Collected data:
- - -
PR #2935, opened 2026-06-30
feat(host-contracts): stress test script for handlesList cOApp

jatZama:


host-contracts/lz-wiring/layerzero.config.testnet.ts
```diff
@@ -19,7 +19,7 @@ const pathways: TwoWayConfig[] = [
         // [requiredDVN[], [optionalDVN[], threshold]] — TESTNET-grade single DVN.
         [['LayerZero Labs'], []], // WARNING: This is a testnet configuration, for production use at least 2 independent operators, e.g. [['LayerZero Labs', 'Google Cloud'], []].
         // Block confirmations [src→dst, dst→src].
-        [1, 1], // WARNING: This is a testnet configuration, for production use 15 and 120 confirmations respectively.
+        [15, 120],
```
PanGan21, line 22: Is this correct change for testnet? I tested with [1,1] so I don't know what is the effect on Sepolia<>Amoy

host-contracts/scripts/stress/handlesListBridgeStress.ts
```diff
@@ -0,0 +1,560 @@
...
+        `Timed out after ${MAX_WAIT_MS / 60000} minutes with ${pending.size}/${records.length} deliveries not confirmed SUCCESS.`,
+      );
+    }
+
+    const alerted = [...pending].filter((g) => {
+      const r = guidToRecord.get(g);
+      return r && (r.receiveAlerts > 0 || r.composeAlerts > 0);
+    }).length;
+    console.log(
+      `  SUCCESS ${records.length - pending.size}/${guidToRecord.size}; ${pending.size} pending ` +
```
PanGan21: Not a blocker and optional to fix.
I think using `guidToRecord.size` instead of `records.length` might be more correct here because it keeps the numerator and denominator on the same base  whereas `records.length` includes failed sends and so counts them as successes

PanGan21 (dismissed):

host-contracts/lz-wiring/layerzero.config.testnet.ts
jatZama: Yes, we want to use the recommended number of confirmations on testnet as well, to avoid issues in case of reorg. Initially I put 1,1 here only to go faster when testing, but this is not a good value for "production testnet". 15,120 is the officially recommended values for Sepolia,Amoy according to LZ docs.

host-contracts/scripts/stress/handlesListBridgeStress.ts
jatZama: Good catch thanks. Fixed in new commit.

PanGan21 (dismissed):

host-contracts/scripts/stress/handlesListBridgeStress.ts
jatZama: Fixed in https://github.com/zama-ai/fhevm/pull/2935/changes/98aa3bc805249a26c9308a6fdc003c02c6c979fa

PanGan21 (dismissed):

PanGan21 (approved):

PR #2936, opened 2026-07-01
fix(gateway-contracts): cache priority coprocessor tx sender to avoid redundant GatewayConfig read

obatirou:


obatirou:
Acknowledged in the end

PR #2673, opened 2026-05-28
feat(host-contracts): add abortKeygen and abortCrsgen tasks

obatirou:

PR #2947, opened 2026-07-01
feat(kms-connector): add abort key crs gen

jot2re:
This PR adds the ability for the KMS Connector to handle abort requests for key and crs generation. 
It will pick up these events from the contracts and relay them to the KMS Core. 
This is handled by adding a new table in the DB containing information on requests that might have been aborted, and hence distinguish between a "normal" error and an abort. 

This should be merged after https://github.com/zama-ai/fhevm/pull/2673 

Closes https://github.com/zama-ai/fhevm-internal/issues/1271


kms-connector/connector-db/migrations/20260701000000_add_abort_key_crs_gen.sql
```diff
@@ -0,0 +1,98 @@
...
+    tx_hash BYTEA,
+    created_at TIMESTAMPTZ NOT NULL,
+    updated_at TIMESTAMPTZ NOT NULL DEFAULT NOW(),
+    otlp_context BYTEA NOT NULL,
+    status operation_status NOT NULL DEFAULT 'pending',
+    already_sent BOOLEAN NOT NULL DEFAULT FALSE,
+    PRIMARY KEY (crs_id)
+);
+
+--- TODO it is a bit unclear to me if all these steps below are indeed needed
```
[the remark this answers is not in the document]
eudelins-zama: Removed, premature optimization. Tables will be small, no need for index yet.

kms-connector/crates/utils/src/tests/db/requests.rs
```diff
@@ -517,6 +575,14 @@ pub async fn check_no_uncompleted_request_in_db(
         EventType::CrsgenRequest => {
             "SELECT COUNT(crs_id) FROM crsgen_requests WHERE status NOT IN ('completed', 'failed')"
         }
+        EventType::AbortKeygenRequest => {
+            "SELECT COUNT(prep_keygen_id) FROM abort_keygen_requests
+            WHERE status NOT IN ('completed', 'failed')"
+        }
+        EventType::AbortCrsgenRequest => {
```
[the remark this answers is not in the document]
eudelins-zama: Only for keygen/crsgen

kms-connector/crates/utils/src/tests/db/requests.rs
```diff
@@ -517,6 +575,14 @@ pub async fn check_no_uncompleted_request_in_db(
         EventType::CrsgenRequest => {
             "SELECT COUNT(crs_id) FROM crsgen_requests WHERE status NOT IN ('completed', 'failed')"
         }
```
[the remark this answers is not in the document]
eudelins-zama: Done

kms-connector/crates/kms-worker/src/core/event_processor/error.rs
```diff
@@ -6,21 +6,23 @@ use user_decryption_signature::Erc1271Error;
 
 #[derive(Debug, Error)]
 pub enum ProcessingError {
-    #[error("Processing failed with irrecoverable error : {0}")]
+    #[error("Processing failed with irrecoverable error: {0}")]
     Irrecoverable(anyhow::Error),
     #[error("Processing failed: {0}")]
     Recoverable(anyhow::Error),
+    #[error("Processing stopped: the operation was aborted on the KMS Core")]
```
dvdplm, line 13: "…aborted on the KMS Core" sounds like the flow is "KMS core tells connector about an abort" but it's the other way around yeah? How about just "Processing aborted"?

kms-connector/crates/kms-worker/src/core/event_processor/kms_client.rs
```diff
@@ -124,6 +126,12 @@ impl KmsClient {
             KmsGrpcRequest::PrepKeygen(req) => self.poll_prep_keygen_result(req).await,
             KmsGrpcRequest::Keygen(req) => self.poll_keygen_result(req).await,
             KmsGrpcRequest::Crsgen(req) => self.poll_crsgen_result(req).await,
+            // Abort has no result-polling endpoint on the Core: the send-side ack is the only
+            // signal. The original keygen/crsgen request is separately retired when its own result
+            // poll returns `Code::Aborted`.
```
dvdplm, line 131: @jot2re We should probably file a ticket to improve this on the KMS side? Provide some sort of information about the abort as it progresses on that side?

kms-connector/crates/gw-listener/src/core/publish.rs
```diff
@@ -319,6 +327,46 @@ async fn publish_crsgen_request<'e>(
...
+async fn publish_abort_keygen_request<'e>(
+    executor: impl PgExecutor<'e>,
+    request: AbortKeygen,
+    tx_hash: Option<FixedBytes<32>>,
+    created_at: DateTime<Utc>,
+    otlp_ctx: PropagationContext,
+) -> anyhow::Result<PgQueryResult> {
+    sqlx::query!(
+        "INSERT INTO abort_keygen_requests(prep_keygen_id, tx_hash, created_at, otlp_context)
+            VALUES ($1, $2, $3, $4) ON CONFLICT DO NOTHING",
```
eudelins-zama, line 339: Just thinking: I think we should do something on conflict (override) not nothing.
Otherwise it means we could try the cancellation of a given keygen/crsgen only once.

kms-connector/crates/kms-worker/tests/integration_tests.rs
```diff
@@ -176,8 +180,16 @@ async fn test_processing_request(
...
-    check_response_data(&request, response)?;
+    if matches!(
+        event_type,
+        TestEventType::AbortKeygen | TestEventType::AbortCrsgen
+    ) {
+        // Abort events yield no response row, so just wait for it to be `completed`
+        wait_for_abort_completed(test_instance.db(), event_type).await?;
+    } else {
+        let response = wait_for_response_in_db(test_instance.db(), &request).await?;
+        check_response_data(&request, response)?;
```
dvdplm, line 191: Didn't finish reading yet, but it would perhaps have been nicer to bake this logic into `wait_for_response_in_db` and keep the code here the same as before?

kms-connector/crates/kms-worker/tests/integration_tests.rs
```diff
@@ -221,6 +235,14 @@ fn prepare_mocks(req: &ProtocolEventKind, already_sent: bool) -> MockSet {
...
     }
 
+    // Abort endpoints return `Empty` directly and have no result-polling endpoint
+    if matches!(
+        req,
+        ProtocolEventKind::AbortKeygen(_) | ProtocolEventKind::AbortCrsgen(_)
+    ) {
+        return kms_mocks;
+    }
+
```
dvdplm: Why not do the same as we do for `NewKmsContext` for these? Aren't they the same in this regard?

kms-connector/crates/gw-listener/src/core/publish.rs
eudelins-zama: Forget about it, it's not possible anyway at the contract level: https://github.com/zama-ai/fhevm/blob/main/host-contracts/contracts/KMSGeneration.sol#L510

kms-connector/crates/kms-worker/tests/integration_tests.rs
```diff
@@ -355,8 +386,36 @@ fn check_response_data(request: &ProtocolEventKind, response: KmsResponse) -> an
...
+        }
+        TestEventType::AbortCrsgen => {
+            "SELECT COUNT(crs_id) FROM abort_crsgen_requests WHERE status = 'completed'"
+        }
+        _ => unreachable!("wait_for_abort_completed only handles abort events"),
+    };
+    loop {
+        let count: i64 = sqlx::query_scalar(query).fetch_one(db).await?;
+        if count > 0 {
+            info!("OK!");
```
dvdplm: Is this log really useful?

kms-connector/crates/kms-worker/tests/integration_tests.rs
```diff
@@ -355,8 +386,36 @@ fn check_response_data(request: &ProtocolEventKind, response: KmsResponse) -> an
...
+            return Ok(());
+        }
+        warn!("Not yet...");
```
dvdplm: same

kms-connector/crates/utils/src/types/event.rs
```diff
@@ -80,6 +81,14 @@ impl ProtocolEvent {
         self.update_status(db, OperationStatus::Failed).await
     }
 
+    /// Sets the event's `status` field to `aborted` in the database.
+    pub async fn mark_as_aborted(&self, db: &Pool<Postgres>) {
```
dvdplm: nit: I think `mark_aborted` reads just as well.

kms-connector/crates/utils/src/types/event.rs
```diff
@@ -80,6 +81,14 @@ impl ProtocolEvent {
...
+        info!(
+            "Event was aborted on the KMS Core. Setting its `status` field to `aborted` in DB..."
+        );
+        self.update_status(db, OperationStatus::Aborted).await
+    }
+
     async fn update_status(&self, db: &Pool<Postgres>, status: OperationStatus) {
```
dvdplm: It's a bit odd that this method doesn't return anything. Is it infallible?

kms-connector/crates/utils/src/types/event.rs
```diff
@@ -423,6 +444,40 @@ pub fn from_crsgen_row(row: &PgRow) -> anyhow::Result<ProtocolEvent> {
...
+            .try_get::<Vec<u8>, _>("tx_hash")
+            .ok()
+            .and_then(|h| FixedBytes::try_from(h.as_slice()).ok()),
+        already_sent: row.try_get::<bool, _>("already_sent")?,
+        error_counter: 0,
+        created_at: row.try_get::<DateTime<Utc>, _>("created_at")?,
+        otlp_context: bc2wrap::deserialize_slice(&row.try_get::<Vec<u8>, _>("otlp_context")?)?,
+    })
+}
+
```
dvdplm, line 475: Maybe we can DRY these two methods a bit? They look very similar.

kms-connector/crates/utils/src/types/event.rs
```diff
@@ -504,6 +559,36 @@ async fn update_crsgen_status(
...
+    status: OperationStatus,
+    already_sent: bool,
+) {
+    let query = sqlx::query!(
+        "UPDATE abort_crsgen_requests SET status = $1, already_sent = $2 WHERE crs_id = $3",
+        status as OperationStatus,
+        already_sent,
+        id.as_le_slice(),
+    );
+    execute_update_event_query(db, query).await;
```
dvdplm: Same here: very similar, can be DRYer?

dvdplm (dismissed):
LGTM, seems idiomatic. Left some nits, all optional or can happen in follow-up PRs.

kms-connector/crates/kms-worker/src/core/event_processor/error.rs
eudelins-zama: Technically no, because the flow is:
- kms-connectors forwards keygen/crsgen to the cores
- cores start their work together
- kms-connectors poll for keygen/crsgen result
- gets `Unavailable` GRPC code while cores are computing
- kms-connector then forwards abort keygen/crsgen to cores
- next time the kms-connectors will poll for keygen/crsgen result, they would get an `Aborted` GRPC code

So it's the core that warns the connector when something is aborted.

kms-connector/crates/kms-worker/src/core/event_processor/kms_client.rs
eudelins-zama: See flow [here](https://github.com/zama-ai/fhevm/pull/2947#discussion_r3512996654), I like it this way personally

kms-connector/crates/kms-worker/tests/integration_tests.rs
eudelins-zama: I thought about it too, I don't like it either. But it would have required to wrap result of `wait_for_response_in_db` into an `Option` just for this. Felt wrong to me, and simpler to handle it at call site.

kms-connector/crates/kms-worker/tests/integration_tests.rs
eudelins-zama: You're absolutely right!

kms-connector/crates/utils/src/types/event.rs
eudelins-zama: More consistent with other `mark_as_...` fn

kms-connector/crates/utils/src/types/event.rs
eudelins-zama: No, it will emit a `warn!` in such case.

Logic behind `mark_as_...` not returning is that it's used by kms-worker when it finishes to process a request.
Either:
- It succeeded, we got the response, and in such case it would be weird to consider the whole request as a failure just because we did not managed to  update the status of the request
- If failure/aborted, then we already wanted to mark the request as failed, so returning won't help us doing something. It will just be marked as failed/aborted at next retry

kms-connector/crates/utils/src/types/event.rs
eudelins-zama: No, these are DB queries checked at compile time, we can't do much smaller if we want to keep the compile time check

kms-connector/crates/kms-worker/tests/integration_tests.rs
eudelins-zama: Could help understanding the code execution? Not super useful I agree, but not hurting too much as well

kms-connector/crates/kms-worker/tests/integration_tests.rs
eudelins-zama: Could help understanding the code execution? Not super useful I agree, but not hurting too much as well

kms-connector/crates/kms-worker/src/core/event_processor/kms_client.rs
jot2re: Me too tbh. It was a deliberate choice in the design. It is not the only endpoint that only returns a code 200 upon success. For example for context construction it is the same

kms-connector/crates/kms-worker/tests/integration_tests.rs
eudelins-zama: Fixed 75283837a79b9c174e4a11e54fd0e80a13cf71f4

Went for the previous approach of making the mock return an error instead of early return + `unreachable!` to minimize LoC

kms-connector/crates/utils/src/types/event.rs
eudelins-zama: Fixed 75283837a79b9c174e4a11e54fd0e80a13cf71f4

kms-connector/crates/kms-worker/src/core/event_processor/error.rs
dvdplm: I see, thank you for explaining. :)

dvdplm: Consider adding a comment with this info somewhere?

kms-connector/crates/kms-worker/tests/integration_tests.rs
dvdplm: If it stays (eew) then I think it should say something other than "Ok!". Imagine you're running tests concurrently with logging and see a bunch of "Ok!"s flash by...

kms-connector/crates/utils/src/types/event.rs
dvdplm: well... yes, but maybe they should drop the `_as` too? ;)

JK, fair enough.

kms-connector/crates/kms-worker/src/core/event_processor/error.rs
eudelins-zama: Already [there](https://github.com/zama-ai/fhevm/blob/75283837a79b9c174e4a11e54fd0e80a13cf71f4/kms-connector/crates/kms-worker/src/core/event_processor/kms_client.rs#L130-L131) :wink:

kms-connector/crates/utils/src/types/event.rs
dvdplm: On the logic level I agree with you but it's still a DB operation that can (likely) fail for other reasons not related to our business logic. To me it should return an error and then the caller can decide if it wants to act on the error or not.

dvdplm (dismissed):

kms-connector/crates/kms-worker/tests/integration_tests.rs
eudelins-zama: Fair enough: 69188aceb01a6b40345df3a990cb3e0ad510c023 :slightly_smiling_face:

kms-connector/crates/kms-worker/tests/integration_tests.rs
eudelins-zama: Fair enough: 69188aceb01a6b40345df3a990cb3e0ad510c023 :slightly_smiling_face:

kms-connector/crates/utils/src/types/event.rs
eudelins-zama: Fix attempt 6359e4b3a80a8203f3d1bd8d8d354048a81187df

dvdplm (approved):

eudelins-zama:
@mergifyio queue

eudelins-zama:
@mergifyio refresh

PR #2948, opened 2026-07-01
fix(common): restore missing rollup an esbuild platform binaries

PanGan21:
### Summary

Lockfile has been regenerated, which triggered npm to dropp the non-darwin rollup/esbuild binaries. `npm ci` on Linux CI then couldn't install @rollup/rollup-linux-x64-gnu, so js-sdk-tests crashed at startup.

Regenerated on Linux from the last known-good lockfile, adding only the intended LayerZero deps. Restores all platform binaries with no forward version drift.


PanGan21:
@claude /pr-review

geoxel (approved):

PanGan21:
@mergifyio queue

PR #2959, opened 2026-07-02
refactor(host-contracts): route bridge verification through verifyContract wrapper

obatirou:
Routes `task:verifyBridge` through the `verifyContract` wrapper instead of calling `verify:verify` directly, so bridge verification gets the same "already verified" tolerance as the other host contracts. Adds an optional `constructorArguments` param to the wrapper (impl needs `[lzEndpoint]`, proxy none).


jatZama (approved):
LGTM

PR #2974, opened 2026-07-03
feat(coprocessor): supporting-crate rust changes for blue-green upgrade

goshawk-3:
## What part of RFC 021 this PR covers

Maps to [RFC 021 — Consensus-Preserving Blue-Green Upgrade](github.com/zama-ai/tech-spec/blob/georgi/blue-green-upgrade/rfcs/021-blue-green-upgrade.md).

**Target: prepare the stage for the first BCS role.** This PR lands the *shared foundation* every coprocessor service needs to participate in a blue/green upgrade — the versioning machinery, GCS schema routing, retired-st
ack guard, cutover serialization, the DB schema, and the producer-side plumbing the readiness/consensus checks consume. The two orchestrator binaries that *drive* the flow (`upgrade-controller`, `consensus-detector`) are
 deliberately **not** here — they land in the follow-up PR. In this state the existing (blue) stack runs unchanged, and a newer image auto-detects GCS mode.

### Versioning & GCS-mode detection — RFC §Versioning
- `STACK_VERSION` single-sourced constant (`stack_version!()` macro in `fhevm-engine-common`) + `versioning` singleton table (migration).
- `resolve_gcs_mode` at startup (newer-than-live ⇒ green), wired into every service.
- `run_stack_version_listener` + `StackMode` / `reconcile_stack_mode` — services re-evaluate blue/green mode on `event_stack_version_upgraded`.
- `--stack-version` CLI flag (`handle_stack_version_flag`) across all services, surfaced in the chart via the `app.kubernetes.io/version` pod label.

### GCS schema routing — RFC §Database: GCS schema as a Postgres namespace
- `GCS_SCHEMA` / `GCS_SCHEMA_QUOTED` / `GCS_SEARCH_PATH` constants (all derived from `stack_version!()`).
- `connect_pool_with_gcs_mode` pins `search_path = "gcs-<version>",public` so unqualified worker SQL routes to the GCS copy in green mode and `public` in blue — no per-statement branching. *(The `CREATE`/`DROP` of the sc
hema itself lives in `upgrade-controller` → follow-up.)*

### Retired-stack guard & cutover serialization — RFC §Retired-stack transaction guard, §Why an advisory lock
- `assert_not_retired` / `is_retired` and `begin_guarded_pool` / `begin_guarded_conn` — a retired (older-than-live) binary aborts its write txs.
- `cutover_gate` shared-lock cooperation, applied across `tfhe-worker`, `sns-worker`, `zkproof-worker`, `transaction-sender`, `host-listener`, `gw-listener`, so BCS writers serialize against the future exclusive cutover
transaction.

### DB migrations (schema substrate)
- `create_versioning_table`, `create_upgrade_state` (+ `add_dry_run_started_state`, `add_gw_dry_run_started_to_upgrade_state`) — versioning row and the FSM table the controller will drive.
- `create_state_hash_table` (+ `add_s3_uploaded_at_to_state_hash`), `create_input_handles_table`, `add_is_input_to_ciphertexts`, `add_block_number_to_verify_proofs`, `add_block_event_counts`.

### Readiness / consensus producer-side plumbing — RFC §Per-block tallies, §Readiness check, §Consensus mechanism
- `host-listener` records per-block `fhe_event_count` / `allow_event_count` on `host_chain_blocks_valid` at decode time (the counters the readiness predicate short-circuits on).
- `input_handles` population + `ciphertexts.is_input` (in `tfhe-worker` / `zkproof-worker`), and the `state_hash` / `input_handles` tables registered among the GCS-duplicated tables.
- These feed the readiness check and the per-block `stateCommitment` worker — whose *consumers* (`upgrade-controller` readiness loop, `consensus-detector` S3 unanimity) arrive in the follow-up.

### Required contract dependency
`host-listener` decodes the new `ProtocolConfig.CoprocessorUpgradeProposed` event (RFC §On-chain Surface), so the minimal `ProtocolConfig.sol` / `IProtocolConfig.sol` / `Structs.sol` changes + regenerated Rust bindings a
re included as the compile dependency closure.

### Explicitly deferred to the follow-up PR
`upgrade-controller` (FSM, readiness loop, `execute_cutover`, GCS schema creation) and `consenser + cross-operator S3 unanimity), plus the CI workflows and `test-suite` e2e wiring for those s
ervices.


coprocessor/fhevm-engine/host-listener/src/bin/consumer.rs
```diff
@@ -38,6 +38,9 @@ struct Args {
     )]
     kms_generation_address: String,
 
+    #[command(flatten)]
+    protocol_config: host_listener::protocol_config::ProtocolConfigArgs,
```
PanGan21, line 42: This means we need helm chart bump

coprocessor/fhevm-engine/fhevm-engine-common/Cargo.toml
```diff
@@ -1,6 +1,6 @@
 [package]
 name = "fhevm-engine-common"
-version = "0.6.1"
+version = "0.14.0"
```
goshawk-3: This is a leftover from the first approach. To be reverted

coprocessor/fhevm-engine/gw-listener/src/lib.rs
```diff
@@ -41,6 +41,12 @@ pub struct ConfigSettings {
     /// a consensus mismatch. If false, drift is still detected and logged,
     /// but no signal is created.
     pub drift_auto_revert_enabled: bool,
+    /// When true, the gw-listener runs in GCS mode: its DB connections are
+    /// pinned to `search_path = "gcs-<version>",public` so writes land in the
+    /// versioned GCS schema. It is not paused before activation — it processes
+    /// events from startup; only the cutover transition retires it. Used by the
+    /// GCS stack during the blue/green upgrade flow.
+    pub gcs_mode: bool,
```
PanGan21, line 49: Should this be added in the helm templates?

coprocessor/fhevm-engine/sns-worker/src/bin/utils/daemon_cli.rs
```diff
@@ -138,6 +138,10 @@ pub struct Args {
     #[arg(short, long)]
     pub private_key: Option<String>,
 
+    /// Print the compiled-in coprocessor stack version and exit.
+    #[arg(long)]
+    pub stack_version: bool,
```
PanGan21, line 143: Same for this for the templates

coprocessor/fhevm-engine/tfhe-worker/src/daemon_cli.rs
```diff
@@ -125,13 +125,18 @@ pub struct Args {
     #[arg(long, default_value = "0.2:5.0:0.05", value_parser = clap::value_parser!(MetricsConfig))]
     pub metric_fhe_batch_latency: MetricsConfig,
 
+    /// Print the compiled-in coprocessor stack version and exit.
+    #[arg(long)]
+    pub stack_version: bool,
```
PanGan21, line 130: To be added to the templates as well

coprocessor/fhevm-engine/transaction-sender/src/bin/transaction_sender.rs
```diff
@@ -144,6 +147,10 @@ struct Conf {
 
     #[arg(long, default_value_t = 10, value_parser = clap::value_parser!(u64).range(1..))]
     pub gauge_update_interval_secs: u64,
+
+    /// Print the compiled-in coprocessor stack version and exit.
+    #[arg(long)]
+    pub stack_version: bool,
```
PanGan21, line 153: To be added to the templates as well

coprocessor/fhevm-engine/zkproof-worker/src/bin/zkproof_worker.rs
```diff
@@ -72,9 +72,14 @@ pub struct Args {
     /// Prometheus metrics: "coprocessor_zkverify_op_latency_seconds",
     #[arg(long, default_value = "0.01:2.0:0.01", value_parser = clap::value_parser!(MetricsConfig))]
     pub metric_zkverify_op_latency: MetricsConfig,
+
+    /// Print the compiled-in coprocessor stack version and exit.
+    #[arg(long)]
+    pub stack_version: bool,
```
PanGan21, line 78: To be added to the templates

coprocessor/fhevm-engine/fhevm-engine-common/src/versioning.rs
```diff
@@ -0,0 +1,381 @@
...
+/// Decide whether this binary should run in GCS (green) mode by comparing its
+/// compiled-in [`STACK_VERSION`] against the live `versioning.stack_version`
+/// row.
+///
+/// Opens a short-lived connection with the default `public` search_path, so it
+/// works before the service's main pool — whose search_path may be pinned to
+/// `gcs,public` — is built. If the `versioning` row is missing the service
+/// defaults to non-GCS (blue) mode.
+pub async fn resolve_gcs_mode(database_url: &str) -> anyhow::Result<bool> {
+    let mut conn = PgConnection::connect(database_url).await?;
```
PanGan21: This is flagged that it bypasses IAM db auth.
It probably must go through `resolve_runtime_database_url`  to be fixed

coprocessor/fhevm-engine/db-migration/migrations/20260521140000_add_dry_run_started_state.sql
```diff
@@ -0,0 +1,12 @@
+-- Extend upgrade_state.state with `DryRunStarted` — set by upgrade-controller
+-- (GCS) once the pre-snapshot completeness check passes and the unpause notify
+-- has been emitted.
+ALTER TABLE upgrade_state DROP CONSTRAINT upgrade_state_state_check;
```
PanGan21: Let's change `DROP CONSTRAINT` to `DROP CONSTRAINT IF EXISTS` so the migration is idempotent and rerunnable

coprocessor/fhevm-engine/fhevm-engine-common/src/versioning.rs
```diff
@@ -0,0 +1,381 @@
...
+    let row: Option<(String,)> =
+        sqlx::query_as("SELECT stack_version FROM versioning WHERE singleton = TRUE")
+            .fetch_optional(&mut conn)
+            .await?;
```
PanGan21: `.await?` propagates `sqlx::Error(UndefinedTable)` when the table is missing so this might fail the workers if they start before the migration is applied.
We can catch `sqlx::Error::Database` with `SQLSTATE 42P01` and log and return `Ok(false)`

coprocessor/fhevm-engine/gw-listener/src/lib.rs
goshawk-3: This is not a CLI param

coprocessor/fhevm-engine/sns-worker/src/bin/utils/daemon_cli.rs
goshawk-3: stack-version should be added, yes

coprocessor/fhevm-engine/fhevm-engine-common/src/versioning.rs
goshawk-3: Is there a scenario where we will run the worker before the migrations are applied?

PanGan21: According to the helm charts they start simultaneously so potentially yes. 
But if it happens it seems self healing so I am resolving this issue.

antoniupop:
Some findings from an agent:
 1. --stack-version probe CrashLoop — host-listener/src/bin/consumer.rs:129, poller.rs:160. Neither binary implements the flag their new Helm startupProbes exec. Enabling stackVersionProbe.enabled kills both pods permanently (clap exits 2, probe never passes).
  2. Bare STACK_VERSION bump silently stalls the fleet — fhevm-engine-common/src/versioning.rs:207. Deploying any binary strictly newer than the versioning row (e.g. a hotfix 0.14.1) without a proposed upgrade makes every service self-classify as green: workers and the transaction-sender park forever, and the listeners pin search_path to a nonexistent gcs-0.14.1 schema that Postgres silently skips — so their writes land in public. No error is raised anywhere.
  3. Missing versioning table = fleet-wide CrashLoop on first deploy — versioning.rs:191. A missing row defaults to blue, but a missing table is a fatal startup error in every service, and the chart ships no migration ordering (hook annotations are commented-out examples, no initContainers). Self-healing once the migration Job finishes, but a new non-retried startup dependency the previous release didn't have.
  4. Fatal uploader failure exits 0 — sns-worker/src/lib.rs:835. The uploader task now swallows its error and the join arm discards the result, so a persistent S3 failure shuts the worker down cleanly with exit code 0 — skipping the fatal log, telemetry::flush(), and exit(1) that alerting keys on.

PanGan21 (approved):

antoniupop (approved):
- - -
◆ WORK TASK: Check each line of the entries for the string "field". Copy the lines that have it.

◆ SOLUTION TO THIS PROBLEM:
+    /// Sets the event's `status` field to `aborted` in the database.
+            "Event was aborted on the KMS Core. Setting its `status` field to `aborted` in DB..."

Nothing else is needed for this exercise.